Das sieht momentan so aus:

```
<body>
	<h:outputText value="Testing Version!" styleClass="testing" id="testVersion" ></h:outputText>
</body>
```

Die zugehörige css-Datei:

```
.testing
{
	font-size:200%; 
	color:red;
	text-align:center;
	text-decoration:underline;
}
```

Das klappt auch alles soweit, nur das "text-align:center" nicht!

Ein Ähnliches Problem habe ich auch an anderer Stellte mit "width:100%".
Ich habe den Eindruck, dass die Verfügbare Bildschirmbreite nicht ermittelt werden kann, wodurch relative Angaben wie "center" oder "100%" nicht berücksichtigt werden können.

Woran könnte das liegen?


----------



## Prismapanda (17. Okt 2009)

Wenn ich mich recht erinnere, dann wird hutputText standardmäßig als span Element im Quelltext gerendert. Also ein inline HTML Element. Es ist nur so breit wie der Text, daher bringt der text-align nicht. Genausowenig lässt sich die Breite einstellen.

Eine Lösung wäre die Konvertierung in ein block Element:

.testing
{
        display:block;
        width:100%;
	font-size:200%; 
	color:red;
	text-align:center;
	text-decoration:underline;
}

Nicht besonders schön und auch darauf angewiesen, dass der Browser mitspielt.

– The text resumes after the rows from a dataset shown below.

Issue #1421, opened 2023-09-11
nydusd failover and live upgrade in fuse dev


imeoer:
- Failover: in the event of a nydusd crash or other failures, the nydusd process can be restarted from a snapshot. This will ensure that the container filesystem served by nydusd is still available.

- Live upgrade: nydusd can be upgraded without disrupting the container filesystem it serves. This is done by creating a snapshot of the running nydusd process, upgrading the binary, and then restoring the snapshot.

To achieve these capabilities, nydusd needs to store the following information in a persistent store:

- The fuse file descriptor for the fuse connection;
- The fuse state in [fuse-backend-rs](https://github.com/cloud-hypervisor/fuse-backend-rs);

The [nydus-snapshotter](https://github.com/containerd/nydus-snapshotter) will be responsible for the workflow.

imeoer:
cc @loheagn

loheagn:
https://github.com/dragonflyoss/nydus/pull/1487 and https://github.com/dragonflyoss/nydus/pull/1529 may fix this issue.

PR #1434, opened 2023-09-26
feat: implement `takeover` for nydusd fusedev daemon

loheagn:

#1421 

## Details

This patch implements the `save` and `restore` functions in the `fusedev_upgrade` in the service crate. 

To do this,
- This patch adds a new crate named `nydus-upgrade` into the workspace. The `nydus-upgrade` crate has some util functions help to do serialization and deserialization for the rust structs using the [versionize](https://github.com/firecracker-microvm/versionize) and [snapshot](https://github.com/firecracker-microvm/firecracker/tree/main/src/snapshot) crates. The crate also has a trait named `StorageBackend` which can be used to store and restore fuse session fds and state data for the upgrade action, and there's also an implementation named `UdsStorageBackend` which uses unix domain socket to do this.
- as we have to use the same fuse session connection, backend file system mount commands, Vfs to re-mount the rafs for the new daemon (created for "hot upgrade" or failover), this patch add a new struct named `FusedevState` to hold these information. The `FusedevState` is serialized and stored into the `UdsStorageBackend` (which happens in the `save` function in the `fusedev_upgrade` module) before the new daemon is created, and the `FusedevState` is deserialized and restored from the `UdsStorageBackend` (which happens in the `restore` function in the `fusedev_upgrade` module) when the new daemon is triggered by `takeover`.

## Types of changes

## Checklist

### DIFF
--- a/service/src/upgrade.rs
+++ b/service/src/upgrade.rs
@@ -4,15 +4,40 @@
 
 //! Online upgrade manager for Nydus daemons and filesystems.
 
+use std::any::TypeId;
+use std::collections::HashMap;
 use std::convert::{TryFrom, TryInto};
+use std::io;
+use std::os::fd::RawFd;
 use std::path::PathBuf;
+use std::sync::atomic::{AtomicBool, Ordering};
+
+use nydus_upgrade::backend::unix_domain_socket::UdsStorageBackend;
+use nydus_upgrade::backend::{StorageBackend, StorageBackendErr};
 
 use crate::fs_service::{FsBackendMountCmd, FsBackendUmountCmd};
-use crate::Result;
+use crate::{Error, Result};
 
 /// Error codes related to upgrade manager.
 #[derive(thiserror::Error, Debug)]
-pub enum UpgradeMgrError {}
+pub enum UpgradeMgrError {
+    #[error("missing supervisor path")]
+    MissingSupervisorPath,
+
+    #[error("failed to save/restore data via the backend, {0}")]
+    StorageBackendError(StorageBackendErr),
+
+    #[error("failed to serialize, {0}")]
+    Serialize(io::Error),
+    #[error("failed to deserialize, {0}")]
+    Deserialize(io::Error),
+}
+
+impl From<UpgradeMgrError> for Error {
+    fn from(e: UpgradeMgrError) -> Self {
+        Error::UpgradeManager(e)
+    }
+}
 
 /// FUSE fail-over policies.
 #[derive(PartialEq, Eq)]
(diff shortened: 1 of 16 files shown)


loheagn:
As this patch depend on the [PR](https://github.com/cloud-hypervisor/fuse-backend-rs/pull/149),    this pr may keep draft until the [PR](https://github.com/cloud-hypervisor/fuse-backend-rs/pull/149) merged.

kevinXYin:
Thanks for the nice job! Can this work with the nydus-snapshotter ? I also have plans to support takeover feature for fscache mode,  I think there are some process that can be reused.

service/src/upgrade.rs
```diff
@@ -43,46 +68,255 @@ impl TryFrom<&String> for FailoverPolicy {
...
+        // set fd
+        let fd = svc
+            .as_ref()
+            .as_any()
+            .downcast_ref::<FusedevFsService>()
+            .unwrap()
+            .session
+            .lock()
+            .unwrap()
+            .get_fuse_file()
```
kevinXYin, line 226: If nydusd exit when there are inflight fuse requests, IO hung occurs because the mainline kernel does not support resending inflight fuse requests. If we want to support takeover for fusedev, how about store the fuse fd created by ioctl FUSE_DEV_IOC_CLONE, then when nydusd exit, the inflight requests will be dropped instead of blocking IO.

loheagn:
> Thanks for the nice job! Can this work with the nydus-snapshotter ? I also have plans to support takeover feature for fscache mode, I think there are some process that can be reused.

Here is a pr for nydus-snapshotter to do failover and hot upgrade. This pr adds some check code to ensure the upgrade process be done for all the old version nydus daemons, especially the deamons created during the upgrade stage.

I have tested the failover feature and more test cases should be added.

service/src/upgrade.rs
kevinXYin: I'm not sure if macos can support clone,  maybe we need to keep the API more generic. 
Any suggestions? @imeoer @jiangliu

kevinXYin:
> > Thanks for the nice job! Can this work with the nydus-snapshotter ? I also have plans to support takeover feature for fscache mode, I think there are some process that can be reused.
> 
> Here is a pr [containerd/nydus-snapshotter#520](https://github.com/containerd/nydus-snapshotter/pull/520) for nydus-snapshotter to do failover and hot upgrade. This pr adds some check code to ensure the upgrade process be done for all the old version nydus daemons, especially the deamons created during the upgrade stage.
> 
> I have tested the failover feature and more test cases should be added.

As I know , the nydus-snapshotter already support failover and hot upgrade workflow.

service/src/upgrade.rs
imeoer: Maybe make it as a built-in feature in `fuse-backend-rs`? WDYT cc @jiangliu ?

kevinXYin:
I will send another pr also support takeover for fscache , which fold your patch , then we can start reviewing full takeover feature.

service/src/upgrade.rs
jiangliu: Sure, let's get fuse-backend-rs ready for this:)

loheagn: @imeoer @jiangliu 

> Sure, let's get fuse-backend-rs ready for this:)

@imeoer @jiangliu I might be able to help with this :)

loheagn: https://github.com/cloud-hypervisor/fuse-backend-rs/pull/177 may fix this

bergwolf:
@kevinXYin The feature has been pending for too long. Let's do it step by step, by merging the fuse takeover first, and then you can proceed with fscache takeover.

Würde einfach ein block Element darum legen (z.B. <p style="text-align:center"> oder <div ...>).


----------



## bananenkasper (17. Okt 2009)

Habe jetzt 

```
<body>
	<h:outputText value="Testing Version!" styleClass="testing" id="testVersion" ></h:outputText>
</body>
```

geändert in


```
<body>
<h:panelGrid styleClass="testing">
	<h:outputText value="Testing Version!" ></h:outputText>
</h:panelGrid>
</body>
```

jetzt klappt es auch mit dem TextAlign!
Allerdings ist der Text jetzt nicht mehr unterstrichen...


----------



## JanHH (18. Okt 2009)

Na da brauchst Du wohl je eine style-class für das panelGrid und eine für den Text.

So richtig der Weisheit letzter Schluss ist das aber eh nicht, weil ein panelGrid ja eine table erzeugt, und dies mir nur um einen Text zentriert anzuzeigen etwas übertrieben aufwändig wirkt.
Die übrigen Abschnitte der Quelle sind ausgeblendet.